# Truss Deflection Problem

Dear Readers, why doesnt the deflection formula depend on moment of inertia (I) or even the second momnet of area that are responsible for the cross-sectional shape of beam. Does that mean in the example below, for a round cross-sectional area vs a triangular cross-sectional are have the same amount of deflection? I feel so confused :)
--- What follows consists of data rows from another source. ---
PR #3317, opened 2022-03-01
chore(cli): refactor validation and ask for `svc init`

iamhopaul123:

### DIFF
--- a/internal/pkg/cli/svc_init.go
+++ b/internal/pkg/cli/svc_init.go
@@ -170,6 +170,8 @@ func newInitSvcOpts(vars initSvcVars) (*initSvcOpts, error) {
 		mftReader:    ws,
 		dockerEngine: dockerengine.New(exec.NewCmd()),
 	}
+	// Override the app flag since we don't only allow running this command within a workspace.
+	opts.appName = tryReadingAppName()
 	opts.dockerfile = func(path string) dockerfileParser {
 		if opts.df != nil {
 			return opts.df
@@ -180,23 +182,15 @@ func newInitSvcOpts(vars initSvcVars) (*initSvcOpts, error) {
 	return opts, nil
 }
 
-// Validate returns an error if the flag values passed by the user are invalid.
+// Validate returns an error for any invalid optional flags.
 func (o *initSvcOpts) Validate() error {
-	if o.appName == "" {
+	if o.appName != "" {
+		if _, err := o.store.GetApplication(o.appName); err != nil {
+			return fmt.Errorf("get application %s configuration: %w", o.appName, err)
+		}
+	} else {
+		// NOTE: This command is required to be executed under a workspace. We don't prompt for it.
 		return errNoAppInWorkspace
-	}
-	if o.wkldType != "" {
-		if err := validateSvcType(o.wkldType); err != nil {
-			return err
-		}
-	}
-	if o.name != "" {
-		if err := validateSvcName(o.name, o.wkldType); err != nil {
-			return err
-		}
-		if err := o.validateDuplicateSvc(); err != nil {
-			return err
-		}
 	}
 	if o.dockerfilePath != "" && o.image != "" {
 		return fmt.Errorf("--%s and --%s cannot be specified together", dockerFileFlag, imageFlag)
@@ -222,10 +216,28 @@ func (o *initSvcOpts) Validate() error {
 	return nil
 }
 
-// Ask prompts for fields that are required but not passed in.
+// Ask prompts for and validates any required flags.
 func (o *initSvcOpts) Ask() error {
-	if err := o.askSvcName(); err != nil {
-		return err
+	if o.wkldType != "" {
+		if err := validateSvcType(o.wkldType); err != nil {
+			return err
+		}
+	} else {
+		if err := o.askSvcType(); err != nil {
+			return err
+		}
+	}
+	if o.name != "" {
+		if err := validateSvcName(o.name, o.wkldType); err != nil {
+			return err
+		}
+		if err := o.validateDuplicateSvc(); err != nil {
+			return err
+		}
+	} else {
+		if err := o.askSvcName(); err != nil {
+			return err
+		}
 	}
 	localMft, err := o.mftReader.ReadWorkloadManifest(o.name)
 	if err == nil {
@@ -233,7 +245,9 @@ func (o *initSvcOpts) Ask() error {
 		if err != nil {
 			return fmt.Errorf(`read "type" field for service %s from local manifest: %w`, o.name, err)
 		}
-		o.wkldType = svcType
+		if o.wkldType != svcType {
+			return fmt.Errorf("manifest file for service %s exists with a different type %s", o.name, svcType)
+		}
 		log.Infof("Manifest file for service %s already exists. Skipping configuration.\n", o.name)
 		return nil
 	}
@@ -243,9 +257,6 @@ func (o *initSvcOpts) Ask() error {
 	)
 	if !errors.As(err, &errNotFound) && !errors.As(err, &errWorkspaceNotFound) {
 		return fmt.Errorf("read manifest file for service %s: %w", o.name, err)
-	}
-	if err := o.askSvcType(); err != nil {
-		return err
 	}
 	err = o.askDockerfile()
 	if err != nil {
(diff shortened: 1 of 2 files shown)


internal/pkg/cli/svc_init.go
```diff
@@ -170,6 +170,8 @@ func newInitSvcOpts(vars initSvcVars) (*initSvcOpts, error) {
 		mftReader:    ws,
 		dockerEngine: dockerengine.New(exec.NewCmd()),
 	}
+	// Override the app flag since we don't only allow running this command within a workspace.
```
Lou1415926: nit: 🤔 
```suggestion
	// Override the app flag since we only allow running this command within a workspace.
```

internal/pkg/cli/svc_init.go
```diff
@@ -180,11 +182,8 @@ func newInitSvcOpts(vars initSvcVars) (*initSvcOpts, error) {
 	return opts, nil
 }
 
-// Validate returns an error if the flag values passed by the user are invalid.
+// Validate returns an error for any invalid optional flags.
 func (o *initSvcOpts) Validate() error {
-	if o.appName == "" {
-		return errNoAppInWorkspace
-	}
 	if o.wkldType != "" {
```
Lou1415926: Should we skip validating `wkldType` and `name` in `Validate` as they are not optional flags?

Lou1415926: Do we consider `--subscribe-topics` required for worker service?

internal/pkg/cli/svc_init.go
```diff
@@ -222,8 +221,16 @@ func (o *initSvcOpts) Validate() error {
 	return nil
 }
 
-// Ask prompts for fields that are required but not passed in.
+// Ask prompts for and validates any required flags.
 func (o *initSvcOpts) Ask() error {
+	if o.appName != "" {
```
Lou1415926: Since `o.appName` is no longer a user input (it's either the workspace or empty), should we validate it here or in `Validate`?

internal/pkg/cli/svc_init.go
iamhopaul123: > Do we consider --subscribe-topics required for worker service?

It's an optional flag actually because a worker service could subscribe no service.

internal/pkg/cli/svc_init.go
iamhopaul123: "Override the app flag since we don't only allow running this command within a workspace." 🤔

internal/pkg/cli/svc_init.go
```diff
@@ -170,6 +170,8 @@ func newInitSvcOpts(vars initSvcVars) (*initSvcOpts, error) {
 		mftReader:    ws,
 		dockerEngine: dockerengine.New(exec.NewCmd()),
 	}
+	// Override the app flag since we don't only allow running this command within a workspace.
+	opts.appName = tryReadingAppName()
```
efekarakus: do you think we should return an error if the flag value is different than the workspace app name? I wonder if it would be surprising that I specified `copilot svc init -a wrongapp` and copilot just changes the app name for me

internal/pkg/cli/svc_init.go
huanjani: I agree with @Lou1415926's suggestion. Or "Override the app flag because this command must be run within the app's workspace."?

Should we log a msg that the passed-in app is being overridden? Otherwise they won't realize that that's happening.

internal/pkg/cli/svc_init.go
```diff
@@ -222,18 +216,38 @@ func (o *initSvcOpts) Validate() error {
...
 	}
 	localMft, err := o.mftReader.ReadWorkloadManifest(o.name)
 	if err == nil {
 		svcType, err := localMft.WorkloadType()
 		if err != nil {
 			return fmt.Errorf(`read "type" field for service %s from local manifest: %w`, o.name, err)
 		}
-		o.wkldType = svcType
+		if o.wkldType != svcType {
+			return fmt.Errorf("manifest file for service %s exists with a different type %s", o.name, svcType)
```
efekarakus, line 252: nice!

internal/pkg/cli/svc_init.go
iamhopaul123: good idea!

huanjani: Ha, jinx! I suggested logging a msg, above, but agree that erroring out would be good.

iamhopaul123: ok done!

internal/pkg/cli/svc_init.go
iamhopaul123: sorry i misread the msg...corrected

efekarakus (approved):

internal/pkg/cli/svc_init.go
```diff
@@ -180,23 +182,19 @@ func newInitSvcOpts(vars initSvcVars) (*initSvcOpts, error) {
...
 func (o *initSvcOpts) Validate() error {
-	if o.appName == "" {
-		return errNoAppInWorkspace
-	}
-	if o.wkldType != "" {
-		if err := validateSvcType(o.wkldType); err != nil {
-			return err
+	if o.appName != "" {
+		// This command must be run within the app's workspace.
+		if o.appName != o.wsAppName {
```
huanjani: If `tryReadingAppName()` can't find an app name in `.workspace`, this value will be `""` so if the user passes in an app flag outside of a workspace (which is when they would most likely pass an app flag), they will get this error about the workspace already being registered with "app [blank]" rather than `errNoAppInWorkspace`.

Maybe we should check for an empty `o.wsAppName` sooner?

iamhopaul123: ooh good call

internal/pkg/cli/svc_init.go
```diff
@@ -180,23 +182,19 @@ func newInitSvcOpts(vars initSvcVars) (*initSvcOpts, error) {
...
-// Validate returns an error if the flag values passed by the user are invalid.
+// Validate returns an error for any invalid optional flags.
 func (o *initSvcOpts) Validate() error {
-	if o.appName == "" {
-		return errNoAppInWorkspace
-	}
-	if o.wkldType != "" {
-		if err := validateSvcType(o.wkldType); err != nil {
-			return err
+	if o.appName != "" {
```
Lou1415926: This looks good to me but do we need `wsAppName` as a member if `initSvcOpts`? Could we just
```
wsApp := tryReadingAppName()
if o.appName != "" {
}
o.appName = wsApp
```

internal/pkg/cli/svc_init.go
```diff
@@ -126,7 +126,8 @@ type initSvcOpts struct {
 	topics       []manifest.TopicSubscription
 
 	// Cache variables
-	df dockerfileParser
+	wsAppName string
```
huanjani, line 129: Q: Are you making this a cached variable rather than calling `tryReadingAppName()` within `Ask()` for ease of testing? Or are there other benefits?

internal/pkg/cli/svc_init.go
```diff
@@ -222,18 +220,38 @@ func (o *initSvcOpts) Validate() error {
...
+	}
+	if o.name != "" {
+		if err := validateSvcName(o.name, o.wkldType); err != nil {
+			return err
+		}
+		if err := o.validateDuplicateSvc(); err != nil {
+			return err
+		}
+	} else {
+		if err := o.askSvcName(); err != nil {
```
Lou1415926, line 235: Looking at the code this function sounds more like a `askAndValidateSvcName` to me...

We decided on the `if o.name != "" { // validate } else { //ask}` pattern because the questions being asked are selection prompts, i.e. they don't need to be further validated.

But this is an input prompt, and we still need to validate the input after prompting. Do you think we should instead do
```
if o.name != {
  // ask
}
// validate
```
?

internal/pkg/cli/svc_init.go
iamhopaul123: it's because `appName` is now no longer a required flag so we put it within `Validate`. and cached variable is for ease of testing.

internal/pkg/cli/svc_init.go
iamhopaul123: it's for the ease of testing

internal/pkg/cli/svc_init.go
iamhopaul123: tbh this is less ideal as if they don't have flag specified we'll do `validateSvcName` twice.

iamhopaul123: looks better tho so i made the change

Lou1415926 (approved):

• $\delta_{H,D}$ means horizontal deflection @ D? Commented Apr 22, 2022 at 12:45
• The answer to this is the same as in your previous question. because each member has axial tension only. If the elastic members do not undergo bending, then their section properties are not used. Possible duplicate of physics.stackexchange.com/q/704848/268448 Commented Apr 22, 2022 at 12:49
• Does this answer your question? Do inertia affect stiffness matrix of beam? Commented Apr 22, 2022 at 22:52

$$k = \frac{E A}{L}$$
You can clearly see this factor in the deflection formula. The shape of the cross section does not matter, as only the area $$A$$ and elastic modulus $$E$$ determine the elastic properties of the section.
In real life, the joints between members would not allow any rotation, thus needing to carry bending moments to enforce this constraint. Then each member would need to consider both the axial stiffness $$E A/L$$ as well as the bending stiffness $$3 E I/L^3$$.